SU ESTUDIO EMPEZÓ A PRINCIPIOS DEL SIGLO XX, DE LA MANO
DE MENTES TAN BRILLANTES COMO MAX PLANCK, Niels Bohr y Werner Heisenberg. Estos físicos se basaban en extrañas premisas, como que los electrones, protones, neutrones y otros entes más pequeños que los átomos se comportan a la vez como partículas y ondas, lo que les confiere un sinfín de capacidades. Las nuevas leyes revolucionaron la tecnología, porque aprender a sacar partido de ellas permitió el desarrollo de reactores nucleares, microchips y láseres, por poner solo algunos ejemplos. Un gran logro empañado por el hecho de que un número creciente de científicos considera que sistemas vivos elementales, como las bacterias, manejan dichos fenómenos mucho mejor que nosotros, quizá desde hace miles de millones de años.
En 1976, una pareja de ornitólogos alemanes presentó en las páginas de la revista Science un insólito dato. Al estudiar el viaje anual de los petirrojos hacia el Mediterráneo para huir del duro invierno escandinavo, el matrimonio Wolfgang y Roswitha Wiltschko se fijó en que parecían disponer de algún tipo de brújula interna, a modo de GPS. Pero el campo magnético terrestre es tan débil que ningún experto creía que pudiera producir efecto alguno en un ser vivo: gran parte de la comunidad científica relegó el hallazgo al cajón de la pseudociencia. Poco tiempo después, la pareja de expertos descubrió que la habilidad del petirrojo guarda relación con sus ojos, ya que sin visión no funciona. Y que, además, es una brújula de inclinación, capaz de diferenciar entre el ecuador y los polos, pero no el norte del sur. El por qué y el cómo seguían sin respuesta.

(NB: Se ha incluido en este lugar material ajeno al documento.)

PR #282, opened 2021-01-04
feat: cypress tests in globalsearch

amontalvof:


cypress/integration/search/globalSearch.js
```diff
@@ -0,0 +1,38 @@
+const GLOBAL_SEARCH_URL =
+    '/iframe.html?id=modules-search-stories-globalsearch--algolia-global-search';
+const AGOLIA_URL = 'https://6mt6rezjme-dsn.algolia.net/1/indexes/rainbow-books/query';
+const SEARCH_INPUT = 'input[type="search"]';
+
+const searchBooksAlgolia = () =>
```
LeandroTorresSicilia, line 6: I would call this algoliaSearchMock

cypress/integration/search/globalSearch.js
```diff
@@ -0,0 +1,38 @@
...
+    });
+
+    it('should open the GlobaSearch', () => {
+        cy.get(SEARCH_INPUT).click();
+        cy.get('h1').contains('Type something to search').should('exist');
+    });
+
+    it('should close the GlobaSearch', () => {
+        cy.get(SEARCH_INPUT).click();
+        cy.get('button').click();
```
LeandroTorresSicilia, line 24: this is the close button? If so, we should call the test `should close the GlobaSearch when clicking the close button`, also we should find the button in a more deterministic way, we can discuss it

LeandroTorresSicilia (approved):

PR #302, opened 2021-01-20
test: for `UniversalFormModal` component

yvmunayev:
fix: #287


packages/hooks/src/modal/__test__/useOpenModal.spec.js
```diff
@@ -0,0 +1,46 @@
...
+
+describe('useOpenModal', () => {
+    beforeAll(() => {
+        setProps.mockClear();
+    });
+    it('should not call setProps when the store does not have defined the key', () => {
+        const [openModal, closeModal] = useOpenModal('test');
+        openModal();
+        closeModal();
+        expect(setProps).toBeCalledTimes(0);
```
LeandroTorresSicilia, line 18: check this, since it can be a false positive since you are not setting setProps, then it will never be called

yvmunayev: @LeandroTorresSicilia what I am testing is that if you call useOpenModal ('test') without having previously called useConnectModal ('test') you should not call setProps

``` js
const openModal = (props) => {
        if (store.has(modalId)) {
            const [defaultProps, setProps] = store.get(modalId);
            setProps({
                ...initialDefaultProps,
                ...defaultProps,
                ...props,
                isOpen: true,
                onRequestClose: () =>
                    setProps({ ...initialDefaultProps, ...defaultProps, isOpen: false }),
            });
        }
    };
```

LeandroTorresSicilia (approved):

Issue #298, opened 2021-01-18
feat: implement editable on `ColoredStatusColumn` component


TahimiLeonBravo:
### Requirements
- [x] implement functionality
- [x] add story
- [ ] add test

#### Design
https://zpl.io/Vx7ny83

#### Specs
- [x] It should show a right arrow when `isEditable` prop is passed to the `Column` component
- [x] It should make the cell clickable when the `isEditable` prop is passed to the `Column` component
- [x] It should show a dropdown with the options when clicking on the cell

PR #305, opened 2021-01-22
feat: implement editable on `ColoredStatusColumn` component

HellWolf93:
fix: #298


packages/listview/src/components/ColoredStatusColumn/index.js
```diff
@@ -1,30 +1,95 @@
...
+            <RenderIf isTrue={isEditable}>
+                <StyledIndicator color={color} />
+                <InternalOverlay
+                    isVisible={isOpen}
+                    positionResolver={positionResolver}
+                    triggerElementRef={() => containerRef}
+                >
+                    <StyledDropdown value={{ name: value }} onChange={handleChange}>
+                        <HeaderOption />
+                        {getOptions()}
```
LeandroTorresSicilia, line 85: let's use this declarative:
```<Options />```
create Options components that make the iteration

File: packages/listview/src/components/ColoredStatusColumn/index.js [hunk 2]
```diff
@@ -1,30 +1,95 @@
...
+const ColoredStatusColumn = ({ row, value, colors, textTransform, isEditable, onChange }) => {
+    const [isOpen, setIsOpen] = useState(false);
+    const containerRef = useRef();
 
-const ColoredStatusColumn = ({ value, colors, textTransform }) => {
     const defaultColors = useDefaultColors();
     const map = colors ? getNormalizedColors(colors) : defaultColors;
     const backgroundColor = getBackgroundColor(map[value.toLowerCase()]);
     const color = getColor(map[value.toLowerCase()]);
+    const hasPopup = isEditable ? 'listbox' : null;
```
LeandroTorresSicilia, line 22: since this is not a boolean I think we should use other name: ariaHaspopup

packages/listview/src/components/ColoredStatusColumn/index.js
```diff
@@ -1,30 +1,95 @@
...
+            const color = getColor(map[value.toLowerCase()]);
+            const backgroundColor = getBackgroundColor(map[value.toLowerCase()]);
+            return (
+                <Option
+                    name={value}
+                    label={value}
+                    color={color}
+                    backgroundColor={backgroundColor}
+                    textTransform={textTransform}
+                    component={ColoredOption}
```
LeandroTorresSicilia, line 59: pass a unique key to the mapping items

packages/listview/src/components/ColoredStatusColumn/option.js
```diff
@@ -0,0 +1,52 @@
...
+    label: undefined,
+    color: undefined,
+    backgroundColor: undefined,
+    textTransform: 'capitalize',
+    isActive: false,
+    isSelected: false,
+};
+
+const HeaderOption = () => {
+    return <StyledHeader>Change Status</StyledHeader>;
```
TahimiLeonBravo, line 49: We should add a new prop for the header because it should support internationalization

TahimiLeonBravo (changes requested):

TahimiLeonBravo:
@HellWolf93 we should return the focus to the cell when close the dropdown

TahimiLeonBravo:
@HellWolf93 we should add some styles to the cell selected

TahimiLeonBravo:
@HellWolf93 we should remove the gray color outside the status option
Screen Shot 2021-01-22 at 11 48 08 PM

packages/listview/src/components/ColoredStatusColumn/index.d.ts
```diff
@@ -1,15 +1,32 @@
...
-    colors?: Record<string, string> | ColorObject;
+    colors?: ColorType;
     /** A string that indicates the format of the font capitalize | uppercase | lowercase */
     textTransform?: string;
+    /** A boolean that specifies whether a column is editable or not. Its default value is false.  */
+    isEditable?: boolean;
+    /** The action triggered when a value attribute changes. */
+    onChange?: (value: ChangeValue) => void;
+    /** Text or component to show ate the top of the dropdown */
+    dropdownHeader: ReactNode;
```
LeandroTorresSicilia, line 29: this is not required

packages/listview/src/components/ColoredStatusColumn/index.js
```diff
@@ -1,30 +1,98 @@
...
+    const containerRef = useRef();
+    const dropdownRef = useRef();
 
-const ColoredStatusColumn = ({ value, colors, textTransform }) => {
     const defaultColors = useDefaultColors();
     const map = colors ? getNormalizedColors(colors) : defaultColors;
     const backgroundColor = getBackgroundColor(map[value.toLowerCase()]);
     const color = getColor(map[value.toLowerCase()]);
+    const ariaHaspopup = isEditable ? 'listbox' : null;
+    const header = dropdownHeader || dropdownHeaderLabel;
```
LeandroTorresSicilia, line 34: we need to discuss this prop name and then if we pass this as a prop then we don't need the dropdownHeaderLabel

Issue #301, opened 2021-01-20
feat: implement `filterByFields` function


TahimiLeonBravo:
### Requierements

- Implement `filterByFields` function on `rainbow-modules@listview`

### Usage

```
filterByFields({

    data: [{ label: 'some string', obj: {. foo: {. bar: 'other string' } } }, ...],

.   query: 'string',

    fields: ['label', 'obj.foo.bar', ...]

});

```

### Specs

- `data`:  is the data collection where you want to search
- `query`: is the value that is being typing
- `fields`: the data fields where you want to search

﻿

PR #313, opened 2021-01-26
feat: implement search funcionality listview

amontalvof:
fix: #301


packages/listview/src/helpers/filterByFields.js
```diff
@@ -0,0 +1,47 @@
...
+        })
+        .join(',');
+};
+
+const filterByFields = (params) => {
+    const { query, data, fields } = params;
+    if (query) {
+        return data.filter((item) => {
+            const stringToMatch = mapValuesToString(item, fields);
+            const words = getWords(query);
```
yvmunayev, line 37: you can move getWords out of the filter

packages/listview/docs/stories/FilterByFields.story.js
```diff
@@ -0,0 +1,115 @@
...
+
+const Title = styled.h1`
+    font-size: 30px;
+`;
+
+export const FilterByFieldsExample = () => {
+    const [value, setValue] = useState('');
+    const [data, setData] = useState(initialData);
+
+    const handleOnChange = (value) => {
```
yvmunayev, line 79: handleChange

packages/listview/src/helpers/filterByFields.js
```diff
@@ -0,0 +1,47 @@
...
+
+const mapValuesToString = (obj, fields) => {
+    return fields
+        .map((field) => {
+            return getFieldValue(obj, field);
+        })
+        .join(',');
+};
+
+const filterByFields = (params) => {
```
LeandroTorresSicilia, line 32: now we are adding typescript declaration files, same as we do in react-rainbow

LeandroTorresSicilia:
create the documentation for this helper

LeandroTorresSicilia:
fix pr name to use conventional commit since commit-lint-pr is failing

yvmunayev (approved):

packages/listview/docs/stories/FilterByFields.story.js
```diff
@@ -0,0 +1,115 @@
...
+    const [data, setData] = useState(initialData);
+
+    const handleChange = (value) => {
+        setValue(value);
+        const filteredData = filterByFields({
+            data: initialData,
+            query: value,
+            fields: ['customer', 'email', 'trackingNumber', 'obj.status'],
+        });
+        setData(filteredData);
```
LeandroTorresSicilia, line 86: here you can use only one state (value), since data can be computed, if you want to avoid filterByFields each time because can be expensive then, you can use useMemo passing in the dependency array the value, thus only filterByFields will be called when the value change

LeandroTorresSicilia (approved):

PR #316, opened 2021-01-27
feat: add FieldsGenerator component to form module

LeandroTorresSicilia:


packages/forms/docs/stories/FieldsGenerator.story.js
```diff
@@ -0,0 +1,98 @@
...
+        errors.email = 'Looks like you forget to add your email';
+    }
+
+    return errors;
+};
+
+export const Basic = () => {
+    return (
+        <Application>
+            <FinalForm onSubmit={(values) => alert(JSON.stringify(values))} validate={validate}>
```
yvmunayev, line 82: @LeandroTorresSicilia why don't you use UniversalForm here

LeandroTorresSicilia: you are right, I will update it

Décadas antes, Erwin Schrödinger (1887-1961) fue uno de los primeros científicos en creer que la mecánica cuántica puede jugar un papel preponderante en la biología. “Razonó que las leyes de la física funcionan en el mundo macroscópico gracias a la estadística, porque el comportamiento promedio de un gran número de partículas es predecible”, nos explica Johnjoe McFadden, bioquímico que investiga sobre estos temas junto con el físico Jim Al-Khalili en la Universidad de Surrey (Inglaterra). “Por ejemplo, sabemos que dentro de un globo de aire existen millones de partículas que se mueven al azar. Es un caos. No obstante, el conjunto de todos esos movimientos erráticos nos permite predecir cómo se expandirá la esfera si la calentamos”, añade McFadden.

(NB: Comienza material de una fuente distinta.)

Issue #314, opened 2021-01-26
fix: improve interaction on `FloatingSearchButtonIcon` component


TahimiLeonBravo:
#### Specs
- [ ] Implement functionality
- [ ] add test

#### Design
- https://zpl.io/V0KR0l9
- https://zpl.io/bArZE9B
- https://zpl.io/brD8mWO
- https://zpl.io/aN64dE4

#### Requirements
- [x] It should show only the icon when the search is empty and is not focus
- [x] it should show the "Filter" text when the floating input is visible
- [x] it should show the "Circle" icon when is not empty and is closed
- [x] it should close the floating input if is open and clicking outside
- [x] it should close the floating input if is empty and press the "x" button on the input
- [x] it should close de floating input if is open and click on the trigger button
- [x] it should close the floating input if is empty and press the "Esc" key
- [x] as a developer I should be able to customize the "Icon"
- [x] as a developer I should be able to change the "Filter" text

PR #317, opened 2021-01-29
fix: improve interaction on `FloatingSearchButtonIcon` component

wildergd:
fix: #314 

####Changes:
 - add close when ESC key is pressed
 - close when click outside
 - add `label` prop


packages/listview/src/components/FloatingSearch/index.js
```diff
@@ -14,7 +30,12 @@ const FloatingSearch = (props) => {
             onOpened={() => inputRef.current.focus()}
             keepScrollEnabled
         >
-            <Search inputRef={inputRef} {...rest} />
+            <Search
+                ref={searchBoxRef}
+                inputRef={inputRef}
+                {...rest}
```
LeandroTorresSicilia, line 36: here we should put ```{...rest}``` at top thus avoiding someone pass inputRef and cancel the prop

LeandroTorresSicilia:
some changes:
- we should use an icon by default
-  add filter text when the search is open  (add a key to internacionalization)
- when the search is open and types something then when press ESC we should clear the input, if the search does not have value then ESC will close the search

packages/listview/src/components/FloatingSearch/useKeyHandler.js
```diff
@@ -0,0 +1,24 @@
...
+export default function useKeyHandler(props) {
+    const { onRequestClose } = props;
+    const keyHandlerMap = useMemo(
+        () => ({
+            [ESCAPE_KEY]: () => onRequestClose(),
+        }),
+        [onRequestClose],
+    );
+
+    const keyDownHandler = (event, childProps) => {
```
LeandroTorresSicilia, line 13: what are childProps used for?

packages/listview/src/components/FloatingSearchButtonIcon/styled.js
```diff
@@ -0,0 +1,10 @@
+import styled from 'styled-components';
+import { CircleFilled } from '@rainbow-modules/icons';
```
LeandroTorresSicilia, line 2: here instead of add an icon for this, use a span with a background and border-radius to achieve this

LeandroTorresSicilia (approved):

PR #323, opened 2021-02-02
fix: force disable legend in `DoubleBarChart` component

wildergd:


packages/dashboard/src/components/DoubleBarChart/helpers/getOptions.js
```diff
@@ -2,6 +2,11 @@ export default function getOptions(options) {
     const { xLabel, yLabel, suggestedMax } = options;
     return {
         maintainAspectRatio: false,
+        legend: {
+            display: true,
+            position: 'top',
+            align: 'start',
+        },
```
LeandroTorresSicilia, line 9: let's leave this legend as before, showing it in the bottom

LeandroTorresSicilia (approved):

Issue #319, opened 2021-01-30
feat: implement `UniversalFormOverlay` component on `@rainbow-modules/form`


TahimiLeonBravo:
### Design
https://zpl.io/2pwn6Z8

### Requirements:
- It should use the InternalOverlay component
- It should have a custom position resolver since this should always cover the element that triggers it.

### API
- `triggerElementRef`: Ref or function that returns a ref to a DOM element, the DOM element resolved by this ref will be used to positioning the component passed when visible.
One of type: `object` | `func`
- `isOpen`:  When true the Modal opens. `bool`
- `fields`: Component Class or Function with the fields of your form. Use Field component of react-final-form. `func`
- `onSubmit`: Callback that will be invoked after on submit event, it will receive an object with all the values of the form already validated. `func`
- `onRequestClose`: Callback that will be invoke when close event. Click on Cancel or Close Button or press ESC. `func`
- `initialValues`: The initial values of the form e.g. { name: 'Max', age: 30 }  `object`
- `submitButtonLabel`: The label of the submit button on the form. 
one of type: `string` | `node`
- `cancelButtonLabel` :  The label of the cancel button on the form. 
one of type: `string` | `node`
- `onOpened`: A callback triggered when the overlay component is opened. This is useful for example to set focus to an element after it is opened.

PR #325, opened 2021-02-04
feat: implement UniversalFormOverlay component

HellWolf93:
fix: #319


packages/forms/docs/stories/UniversalFormOverlay.story.js
```diff
@@ -0,0 +1,72 @@
...
+
+const Label = styled.span`
+    font-size: 1rem;
+    font-weight: bold;
+`;
+
+const Fields = () => {
+    return (
+        <div>
+            <Label>Name</Label>
```
LeandroTorresSicilia, line 32: I think we should use the label prop of the input, check with @TahimiLeonBravo if the styles need to be customized, then you can pass a node to the label prop

packages/forms/src/components/UniversalFormOverlay/__test__/universalFormOverlay.spec.js
```diff
@@ -0,0 +1,134 @@
...
+                    fields={Fields}
+                    cancelButtonLabel="Discard"
+                    isOpen
+                />
+            </Application>,
+        );
+        expect(wrapper.find('Button').first().text()).toBe('Discard');
+    });
+
+    it('should render submitButtonLabel inside cancel button', () => {
```
LeandroTorresSicilia, line 73: ... inside submit button

packages/forms/src/components/UniversalFormOverlay/index.tsx
```diff
@@ -0,0 +1,89 @@
+import React, { useRef } from 'react';
+import { Button } from 'react-rainbow-components';
+import InternalOverlay from 'react-rainbow-components/components/InternalOverlay';
+import useOutsideClick from '../../../../hooks/src/useOutsideClick';
+import useUniqueIdentifier from '../../../../hooks/src/useUniqueIdentifier';
```
LeandroTorresSicilia, line 5: here use import as ```import { useOutsideClick, useUniqueIdentifier } from '@rainbow-modules/hooks';``` and then add `@rainbow-modules/hooks` as dependencies of this module

LeandroTorresSicilia (approved):

PR #326, opened 2021-02-08
feat: add isEditable prop to RecordField

HellWolf93:
fix: #320


TahimiLeonBravo:
@HellWolf93 let's add a `dirty` state to the component, it should look like this https://zpl.io/29p08vl

TahimiLeonBravo:
@HellWolf93 we should change the pencil color when hover the `RecordField`
https://zpl.io/2yKqkKw

packages/forms/src/components/UniversalFormOverlay/index.tsx
```diff
@@ -33,9 +39,24 @@ const UniversalFormOverlay: React.FC<UniversalFormOverlayProps> = ({
     };
 
     const handleKeyPress = (event: React.KeyboardEvent): void => {
-        if (event.key === 'Escape' && onRequestClose) {
+        if (isOpen && event.key === 'Escape' && onRequestClose) {
             onRequestClose();
         }
+        if (event.key === 'Tab' && containerRef.current !== undefined) {
+            manageTab(containerRef.current, event);
```
LeandroTorresSicilia, line 46: Great!! It is important this component has this feature

LeandroTorresSicilia (approved):

Issue #336, opened 2021-02-22
feat: implement `NotificationMenu` component on `rainbow-modules/notifications`


TahimiLeonBravo:
### Requirements
- [ ] Implement component
- [ ] add documentation
- [ ] add test

### Design
https://zpl.io/aR6Axoe

### API

```
<NotificationMenu
        label= string | node, (default="Notifications")
        footer= node
        onClick= function
        isLoading = boolean
        unreads= number | true | false
        notification = {
              title: 'string',
              description: 'string',
              status: 'success' | 'error' | 'warning' | 'inProgress' | node,
              createdAt: 'string',
              icon: node | string,
              unread
      }
 />

```

PR #340, opened 2021-02-26
feat: implement `NotificationMenu` component

HellWolf93:
fix: #336


packages/notifications/package.json
```diff
@@ -0,0 +1,24 @@
...
+    "version": "0.29.0",
+    "main": "lib/index.js",
+    "author": "Nexxtway Team",
+    "license": "MIT",
+    "files": [
+        "lib"
+    ],
+    "dependencies": {
+        "styled-components": "^4.3.2",
+        "react-intl": "^4.4.0",
```
LeandroTorresSicilia, line 12: use react-intl as a peer dependency

packages/notifications/src/components/NotificationMenu/icons/index.tsx
```diff
@@ -0,0 +1,35 @@
...
+import SuccessIcon from './successIcon';
+import WarningIcon from './warningIcon';
+import { IconProps } from '../types';
+import { StyledSpinner } from '../styled';
+
+const iconMap: Record<string, () => ReactElement> = {
+    info: () => <InfoIcon />,
+    error: () => <ErrorIcon />,
+    warning: () => <WarningIcon />,
+    success: () => <SuccessIcon />,
```
LeandroTorresSicilia, line 14: here you can use the icon declaration directly:
```success: SuccessIcon```

File: packages/notifications/docs/stories/NotificationMenu.story.js [hunk 3]
```diff
@@ -0,0 +1,114 @@
...
+        title: 'Rainbow Components',
+        description: 'Lorem ipsum dolor sit amer, adipiscing consectetur',
+        status: 'success',
+        createdAt: 'Now',
+    },
+    {
+        title: 'Rainbow Modules',
+        description: 'Lorem ipsum dolor sit amer, adipiscing consectetur',
+        status: 'success',
+        createdAt: '3 minutes ago',
```
LeandroTorresSicilia, line 18: here createdAt should be a date or timestamp, also since this will be connected with functions with firebase then we should support firebase timestamps

packages/notifications/src/components/NotificationMenu/notifications.tsx
```diff
@@ -0,0 +1,43 @@
...
+    if (isLoading) {
+        return (
+            <>
+                <Notification isLoading />
+                <Notification isLoading />
+            </>
+        );
+    }
+
+    const children = notifications ? (
```
LeandroTorresSicilia, line 20: here we should show the empty message when passing an empty array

Para Schrödinger, esto entraba en clara contradicción con determinados fenómenos del mundo vivo, que dependen de un número reducido de partículas y, aun así, son muy fiables. Por ejemplo, sin conocer ni siquiera la existencia de la molécula de ADN, Schrödinger consideraba imposible que el mecanismo que permite a los hijos heredar las características de sus padres dependiera del desorden. De ser así, el nivel de errores sería elevadísimo, y las mutaciones, algo bastante común. Nada más lejano a la realidad. El científico propuso que la evidente organización de la vida terrestre se debía a una base invisible sobre la que se alza todo lo demás. “Para él, la mecánica cuántica era la respuesta a las diferencias entre el mundo inanimado y los seres vivos”, añade McFadden.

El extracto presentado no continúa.